**AIM OF THE TASK:** Would you find each line in the entries below with the string "assume" and copy it?

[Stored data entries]

PR #3881, opened 2025-04-10
feat(webapp, api): allow updating sync frequency for a specific conne…

steliosmavro:
## Issue

Currently, there's no way for users to edit the sync frequency of a connection directly from the dashboard UI. The only available methods are via the public API or Node SDK, which adds unnecessary friction compared to making the change directly in the interface. This limitation was highlighted in [Slack](https://nango-community.slack.com/archives/C04ABR352H0/p1744242419038669) by a user trying to modify the frequency for a Salesforce connection.

## Fix

Adds support for editing the sync frequency of individual connections directly from the dashboard UI. Users can now click a pencil icon next to the frequency cell to open a dialog, enter a new frequency, validate it, and update it via the API.

Implements the `syncController.updateFrequencyForConnection` controller under the hood.

Includes:
- Frequency edit UI with validation, enter key handler, and dynamic button state
- Integration with new `syncController.updateFrequencyForConnection` controller
- SWR refresh with proper loading & error handling

## Testing

1. Create an integration (if you don’t have one already).
2. Create a connection tied to that integration.
3. Navigate to the **Connections** page.
4. In the **Frequency** column, you should see a ✏️ pencil icon.
5. Clicking the icon opens a modal with an input for the new frequency.
6. Input is validated using a regex (`every <number> <unit>` format).
7. The **Save** button is disabled unless the frequency is valid _and_ different from the current one.
8. Hitting **Enter** inside the input or clicking **Save** should update the frequency and close the modal.

## Preview

Screenshot 2025-04-10 at 11 13 05 PM
Screenshot 2025-04-10 at 11 12 35 PM

---

This PR introduces the ability for users to update the sync frequency for specific connections directly from the dashboard UI, addressing feedback that previously only allowed this via API or SDK. The update includes front-end modal interactions, validation logic, and back-end endpoint additions to securely support frequency changes on a per-connection basis without editing all connection frequencies at once.

**Key Changes:**
• Adds a pencil/edit icon to the sync frequency column on the Connections dashboard, which opens a modal for frequency input.
• Implements front-end validation for frequency input with a shared regex and improved user feedback (error handling, disabled save if invalid).
• Introduces apiUpdateSyncConnectionFrequency in webapp, and a unified frequencyRegex utility for input validation.
• Extends the /api/v1/sync/update-connection-frequency API with controller, route, and types for updating frequency on a per-connection basis.
• Ensures SWR cache invalidation for sync data after successful update.
• Refactors related UI and moves frequency regex to a utils/validation file for DRY validation across components.

**Affected Areas:**
• Dashboard UI (SyncRow in Connection page)
• API routes and type declarations (server/routes.private, types/lib/sync/api.ts)
• Custom hooks for connection management (useConnections.tsx)
• Validation utility (utils/validation.ts)

### DIFF
--- a/packages/types/lib/sync/api.ts
+++ b/packages/types/lib/sync/api.ts
@@ -36,6 +36,21 @@ export type PostSyncVariant = Endpoint<{
     Success: { id: string; name: string; variant: string };
 }>;
 
+export type UpdateSyncConnectionFrequency = Endpoint<{
+    Method: 'PUT';
+    Path: '/api/v1/sync/update-connection-frequency';
+    Querystring: { env: string };
+    Body: {
+        connection_id: string;
+        provider_config_key: string;
+        name: string;
+        variant: string;
+        frequency: string | null;
+    };
+    Error: ApiError<'unknown_provider_config'> | ApiError<'unknown_connection'>;
+    Success: { data: { frequency: string } };
+}>;
+
 export type DeleteSyncVariant = Endpoint<{
     Method: 'DELETE';
     Path: '/sync/:name/variant/:variant';
--- a/packages/types/lib/sync/api.ts
+++ b/packages/types/lib/sync/api.ts
@@ -36,7 +36,7 @@ export type PostSyncVariant = Endpoint<{
     Success: { id: string; name: string; variant: string };
 }>;
 
-export type UpdateSyncConnectionFrequency = Endpoint<{
+export type UpdateConnectionFrequency = Endpoint<{
     Method: 'PUT';
     Path: '/api/v1/sync/update-connection-frequency';
     Querystring: { env: string };
--- a/packages/webapp/src/pages/Connection/components/SyncRow.tsx
+++ b/packages/webapp/src/pages/Connection/components/SyncRow.tsx
@@ -22,12 +22,15 @@ import { Button, ButtonLink } from '../../../components/ui/button/Button';
 import { Popover, PopoverTrigger } from '../../../components/ui/Popover';
 import { PopoverContent } from '@radix-ui/react-popover';
 import { SimpleTooltip } from '../../../components/SimpleTooltip';
-import { IconClockPause, IconClockPlay, IconRefresh, IconX } from '@tabler/icons-react';
+import { IconClockPause, IconClockPlay, IconRefresh, IconX, IconPencil } from '@tabler/icons-react';
 import { useToast } from '../../../hooks/useToast';
 import { mutate } from 'swr';
 import { Select, SelectItem, SelectContent, SelectTrigger, SelectValue } from '../../../components/ui/Select';
 import { Checkbox } from '../../../components/ui/Checkbox';
 import { apiRunSyncCommand } from '../../../hooks/useSyncs';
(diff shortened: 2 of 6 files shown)


packages/types/lib/sync/api.ts
```diff
@@ -36,6 +36,21 @@ export type PostSyncVariant = Endpoint<{
     Success: { id: string; name: string; variant: string };
 }>;
 
+export type UpdateSyncConnectionFrequency = Endpoint<{
```
TBonnin: I would have the name of the consistent with the endpoint path. wdyt? 
```suggestion
export type UpdateConnectionFrequency = Endpoint<{
```

packages/webapp/src/pages/Connection/components/SyncRow.tsx
```diff
@@ -124,6 +134,52 @@ export const SyncRow: React.FC<{ sync: SyncResponse; connection: ApiConnectionFu
         resetLoaders();
     };
 
+    const onFrequencyChange = (value: string) => {
+        setSelectedFrequency(value);
+
+        const reg = value.match(frequencyRegex);
+        if (!reg || !reg.groups) {
+            setFrequencyError('Format should be "every (number) (unit)", e.g: "every 1 hour", "every 20 days"');
```
TBonnin, line 142: I think the regex allows to skip the `every`

packages/webapp/src/pages/Connection/components/SyncRow.tsx
```diff
@@ -124,6 +134,52 @@ export const SyncRow: React.FC<{ sync: SyncResponse; connection: ApiConnectionFu
...
+            return;
+        }
+
+        const unit = reg.groups['unit'];
+        const amount = parseInt(reg.groups['amount'], 10);
+
+        if (unit.startsWith('s') && (amount < 30 || !amount)) {
+            setFrequencyError('The minimum frequency is 30 seconds');
```
TBonnin, line 150: fyi the min value depends on the customer plan.

steliosmavro:
Hey @TBonnin I implemented the changes you requested.

Just for context the regex was originally written by Samuel. I didn’t write it from scratch. I just abstracted it so it could be reused where I needed it. That said, I updated it exactly as you suggested and ran a bunch of test cases to verify. You were totally right, it works as expected now 🙌

Regarding the minimum frequency check: I based it on another part of the app (see attached screenshot), where it was already implemented like this. If we want to make it dynamic based on the customer’s plan, I’d be more than happy to help, but I assume that would involve a bit more work on the backend to expose the relevant data to the frontend.

Screenshot 2025-06-06 at 5 00 49 PM

TBonnin:
> Hey @TBonnin I implemented the changes you requested.

Thank you very much. The code doesn't seem to compile though.

> Regarding the minimum frequency check: I based it on another part of the app (see attached screenshot), where it was already implemented like this. If we want to make it dynamic based on the customer’s plan, I’d be more than happy to help, but I assume that would involve a bit more work on the backend to expose the relevant data to the frontend.

We can keep it as it is for now.

PR #3883, opened 2025-04-10
fix: clearing cache of variant syncs deletes records of the base sync

TBonnin:
- [fix: clearing cache of variant sync deletes records of the base sync](https://github.com/NangoHQ/nango/commit/b34204b76f58f63015a5d3f26fb3a97b47a2fa73) and therefore not clearing the cache for the variant sync.
- [fix: all rows of variant syncs shows records count of base sync](https://github.com/NangoHQ/nango/commit/dbf55c494893410ac807e99d4150f3a6f96fdced)

# How to test
1. create variant syncs that are saving records
2. Trigger full sync with cache clearing
3. Check the number of deleted records is correct in the logs and that sync is saving again the correct amount of records

### DIFF
--- a/packages/server/lib/controllers/sync.controller.ts
+++ b/packages/server/lib/controllers/sync.controller.ts
@@ -77,11 +77,15 @@ class SyncController {
 
     private async addRecordCount(syncs: (Sync & { models: string[] })[], connectionId: number, environmentId: number) {
         const byModel = await recordsService.getRecordCountsByModel({ connectionId, environmentId });
-
         if (byModel.isOk()) {
             return syncs.map((sync) => ({
                 ...sync,
-                record_count: Object.fromEntries(sync.models.map((model) => [model, byModel.value[model]?.count ?? 0]))
+                record_count: Object.fromEntries(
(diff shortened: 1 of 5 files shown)


packages/server/lib/controllers/sync.controller.ts
```diff
@@ -77,11 +77,15 @@ class SyncController {
...
         if (byModel.isOk()) {
             return syncs.map((sync) => ({
                 ...sync,
-                record_count: Object.fromEntries(sync.models.map((model) => [model, byModel.value[model]?.count ?? 0]))
+                record_count: Object.fromEntries(
+                    sync.models.map((model) => {
+                        const modelFullName = sync.variant === 'base' ? model : `${model}::${sync.variant}`;
+                        return [model, byModel.value[modelFullName]?.count ?? 0];
+                    })
+                )
```
TBonnin, line 88: unrelated to the clearing cache issue but while testing I realized the records count on the connections page was showing the base sync count for all variants :(

bodinsamuel (approved):

PR #3884, opened 2025-04-10
fix(runner-sdk): no need for a mutex

TBonnin:
you were right @bodinsamuel 
Mutex is not necessary when acquiring/releasing lock. No race condition can happen because of nodejs concurrency model.
I think I had a mutex because in my original implementation there were an async operation between the get and set (making it possible for the execution to yield) but that's not the case now

### DIFF
--- a/packages/runner/lib/sdk/locks.ts
+++ b/packages/runner/lib/sdk/locks.ts
@@ -10,7 +10,6 @@ interface Lock {
 
 export class Locks {
     private store = new Map<string, Lock>();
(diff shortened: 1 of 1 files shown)


bodinsamuel (approved):
I was okay keeping it because we will have async soon no?

TBonnin:
> I was okay keeping it because we will have async soon no?

1. soon might not be so soon :/
2. if we use pg as the backend, the locking will be done with a `SELECT FOR UPDATE`

removing it for now and we will reintroduce whatever we need when we need it

PR #3885, opened 2025-04-10
fix: do not increment/decrement DD metric if value = 0

TBonnin:
saving incrementing metric by 0 :)


bodinsamuel (approved):
What does it fix?

TBonnin:
> What does it fix?

nothing is broken but we probably keep some metrics/dimensions "alive" by incrementing them by 0. (for example a sync that keep running without ever saving any new records like all my tests syncs ;) ).  Not sure it is gonna be a significant amount though but not incrementing by 0 isn't going to affect the metric value anyway

PR #3887, opened 2025-04-11
fix(integrations): workday require user to add tenant and hostname as connectionConfigs

hassan254-prog:

- Update the `base_url` to require users to provide the `Tenant` and `Hostname` as `connectionConfig` values, since both are mandatory. Safe to update this as there are no real connections in the db against workday.
- Update the connect-ui docs to to clearly explain how to create an ISU(Integration System User) account, which is required for Basic Authentication.


khaliqgant:
Verified in the database that it won't break any users setup of Workday in Nango cloud.

bodinsamuel (approved):

TBonnin (approved):

PR #3898, opened 2025-04-14
fix(gong-oauth): make api_base_url_for_customer field not required

hassan254-prog:

- Make field not requrired to allow for Nango to grab the `api_base_url_for_customer` from the token response.


bodinsamuel (commented):
Automated means there is a pre-connection script, which we don't have.
Are you sure that's the fix? 
also it's missing the context so it's harder to understand the fix

hassan254-prog:
> Automated means there is a pre-connection script, which we don't have. Are you sure that's the fix? also it's missing the context so it's harder to understand the fix

When a user creates a new connection in Nango, the `token_response_metadata` will grab and store the `api_base_url_for_customer` from the token response, this will then be used to build the `base_url` for proxy calls.

hassan254-prog:
> Automated means there is a pre-connection script, which we don't have. Are you sure that's the fix? also it's missing the context so it's harder to understand the fix

Sorry for missing full context here, when a user creates a new connection in Nango, the `token_response_metadata` action will grab and store the `api_base_url_for_customer` from the token response, this will then be used to build the `base_url` for proxy calls, eliminating the need for users to have to input this value.

bodinsamuel (approved):

bodinsamuel:
> Sorry for missing full context here, when a user creates a new connection in Nango, the token_response_metadata action will grab and store the api_base_url_for_customer from the token response, this will then be used to build the base_url for proxy calls, eliminating the need for users to have to input this value.

Aah true 👌🏻

PR #5798, opened 2026-04-06
feat: ingest usage events to clickhouse

TBonnin:
This commit introduce clickhouse and ingest usage events to raw table 
It doesn't ingest connections or records usage because they are not event-based and I haven't figure out how I am gonna model those metrics yet.
CLICKHOUSE_URL isn't set in staging/prod. Until then code is noop 
Next steps will be creating materialized views for the metrics.

 

---

This PR also establishes the foundational ingestion pipeline around ClickHouse by integrating migration and ingestion lifecycle handling into the metering flow and introducing buffered event processing so event-based analytics can be captured reliably without disrupting existing billing and usage-tracking paths. It formalizes the initial event-oriented ingestion scope as a staged rollout toward downstream metric modeling, while keeping behavior safely disabled in environments where ClickHouse is not configured.

---

### DIFF
--- a/packages/jobs/lib/execution/action.ts
+++ b/packages/jobs/lib/execution/action.ts
@@ -314,7 +314,7 @@ export async function handleActionSuccess({
                 functionName: nangoProps.syncConfig.sync_name,
                 success: true,
                 telemetryBag,
-                functionRuntime
+                runtime: functionRuntime
             }
         }
     });
@@ -500,7 +500,7 @@ function onFailure({
                     type: 'action',
                     success: false,
                     telemetryBag,
-                    functionRuntime
+                    runtime: functionRuntime
                 }
             }
         });
--- a/packages/metering/lib/crons/usage.ts
+++ b/packages/metering/lib/crons/usage.ts
@@ -81,6 +81,7 @@ const observability = {
                             }
                         }
                     ]);
+                    // TODO: ingest into clickhouse
                     metrics.gauge(metrics.Types.CONNECTIONS_COUNT, count, { accountId });
                 }
             } catch (err) {
@@ -155,6 +156,8 @@ const observability = {
                 if (toBilling.isErr()) {
                     logger.error(`Failed to ingest record billing events`);
                 }
+
+                // TODO ingest into clickhouse
 
                 // send to datadog
                 for (const {
--- a/packages/usage/lib/clickhouse/batcher.ts
+++ b/packages/usage/lib/clickhouse/batcher.ts
@@ -90,6 +90,7 @@ export class Batcher<T> {
             const batchToRetry = batch.filter((item) => item.retries < this.maxProcessingRetry).map((item) => ({ ...item, retries: item.retries + 1 }));
             const dropped = batch.length - batchToRetry.length;
             if (dropped > 0) {
+                // TODO: push metric
                 logger.error(`Clickhouse batcher: dropping ${dropped} items after exhausting retries.`);
             }
             this.queue.unshift(...batchToRetry);
--- a/packages/usage/lib/clickhouse/batcher.ts
+++ b/packages/usage/lib/clickhouse/batcher.ts
@@ -1,6 +1,6 @@
 import { Err, Ok } from '@nangohq/utils';
 
-import { logger } from './logger.js';
+import { logger } from '../logger.js';
 
 import type { Result } from '@nangohq/utils';
 
@@ -11,7 +11,6 @@ interface Item<T> {
 
 export class Batcher<T> {
     private readonly process: (events: T[]) => Promise<void>;
-    private readonly grouping: Grouping<T> | undefined;
     private readonly maxBatchSize: number;
     private readonly flushInterval: number;
     private queue: Item<T>[];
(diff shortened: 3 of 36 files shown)


packages/jobs/lib/execution/action.ts
```diff
@@ -314,7 +314,7 @@ export async function handleActionSuccess({
                 functionName: nangoProps.syncConfig.sync_name,
                 success: true,
                 telemetryBag,
-                functionRuntime
```
TBonnin, line 317: unrelated but functionRuntime properties was added to all events instead of being only a property of the `function_execution` one

packages/usage/lib/clickhouse/migrate.ts
```diff
@@ -0,0 +1,59 @@
...
+                continue;
+            }
+            const mod = (await import(path.join(migrationsDir, file))) as { sql: string };
+            logger.info(`Clickhouse migration: applying ${name}`);
+            await client.command({ query: mod.sql });
+            await client.insert({ table: migrationTable, values: [{ name }], format: 'JSONEachRow' });
+        }
+        logger.info(`Clickhouse migration: ${files.length > 0 ? `applied ${files.length} migration(s)` : ` no migrations`}`);
+        return Ok(undefined);
+    } catch (err) {
```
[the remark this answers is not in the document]
TBonnin: good point. will fix

packages/usage/lib/clickhouse/batcher.ts
```diff
@@ -0,0 +1,123 @@
...
+
+import type { Result } from '@nangohq/utils';
+
+interface Item<T> {
+    item: T;
+    retries: number;
+}
+
+export class Batcher<T> {
+    private readonly process: (events: T[]) => Promise<void>;
```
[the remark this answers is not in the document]
TBonnin: on purpose. Logic is slightly different (no grouping) and if the clickhouse pilot is sucessful the billing one will be removed

packages/billing/lib/batcher.ts
```diff
@@ -116,6 +116,10 @@ export class Batcher<T> {
             // Put failed items back at the front of the queue
             // unless they have been retried too many times
             const batchToRetry = aggregated.filter((item) => item.retries < this.maxProcessingRetry).map((item) => ({ ...item, retries: item.retries + 1 }));
+            const dropped = batch.length - batchToRetry.length;
+            if (dropped > 0) {
```
pfreixes, line 120: maybe have a metric for this? so we can add a monitor which tells us when we are losing billing events?

packages/usage/lib/clickhouse/migrations/20260406174100_create_raw_usage_events.ts
```diff
@@ -0,0 +1,15 @@
...
+        ts               DateTime64(3),
+        idempotency_key  String,
+        type             LowCardinality(String),
+        account_id       Int64,
+        value            Float64,
+        attributes       JSON
+    )
+    ENGINE = ReplacingMergeTree()
+    PARTITION BY toYYYYMM(ts)
+    ORDER BY (account_id, type, idempotency_key)
```
pfreixes, line 13: If Im not mistaken during query time we would be scanning all data within the prefix `account_id, type,` for query that might range between two timestamps (we will be making this kind of queries right?), so wondering if would be worth it to add also as part of the order by something like `(account_id, type, ts, idempotency_key)` considering that the `ts` related to a specific `idempotency_key` will be always the same too.

packages/usage/lib/clickhouse/batcher.ts
```diff
@@ -0,0 +1,131 @@
+import { Err, Ok } from '@nangohq/utils';
```
pfreixes, line 1: Should we add some tests for this one as we [have](https://github.com/NangoHQ/nango/blob/8037ded031ba2b428992d466cbfbe79c4ddbc28f/packages/billing/lib/batcher.unit.test.ts) for the current batcher?

packages/metering/lib/crons/usage.ts
```diff
@@ -81,6 +81,7 @@ const observability = {
                             }
                         }
                     ]);
+                    // TODO: ingest into clickhouse
                     metrics.gauge(metrics.Types.CONNECTIONS_COUNT, count, { accountId });
```
pfreixes, line 85: Maybe eventually we want to get rid of this and use Clickhouse as a source of truth, checking DD this metric is costing us around 300$ a month (could be peanuts, but its almost the 10% of our DD monthly costs

pfreixes (approved):
Left some comments, feel free to move on an merge but maybe would be worth it to discuss at least the way that we should store data and how much we can optimize it - if required - for retrieving it efficeintly.

packages/usage/lib/clickhouse/migrations/20260406174100_create_raw_usage_events.ts
pfreixes: Oks I see the counter part [here](https://github.com/NangoHQ/nango/pull/5804) so we already creating materialized views, so querys should the materialized views rather than the raw events, and materialized views will be updated with new events. So we are fine here.

packages/billing/lib/batcher.ts
TBonnin: Monitoring will be done as part of making CH production ready if we decide to go for it. I am gonna add a TODO in the meantime

packages/metering/lib/crons/usage.ts
TBonnin: definitely. Clickhouse can quickly become the source of truth for all the usage analytics

packages/usage/lib/clickhouse/migrations/20260406174100_create_raw_usage_events.ts
TBonnin: Exactly. the raw events table is not queried directly

packages/usage/lib/clickhouse/batcher.ts
TBonnin: good point. I forgot to add the test file. Thanks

**SOLUTION TO THIS PROBLEM:**
Regarding the minimum frequency check: I based it on another part of the app (see attached screenshot), where it was already implemented like this. If we want to make it dynamic based on the customer’s plan, I’d be more than happy to help, but I assume that would involve a bit more work on the backend to expose the relevant data to the frontend.
> Regarding the minimum frequency check: I based it on another part of the app (see attached screenshot), where it was already implemented like this. If we want to make it dynamic based on the customer’s plan, I’d be more than happy to help, but I assume that would involve a bit more work on the backend to expose the relevant data to the frontend.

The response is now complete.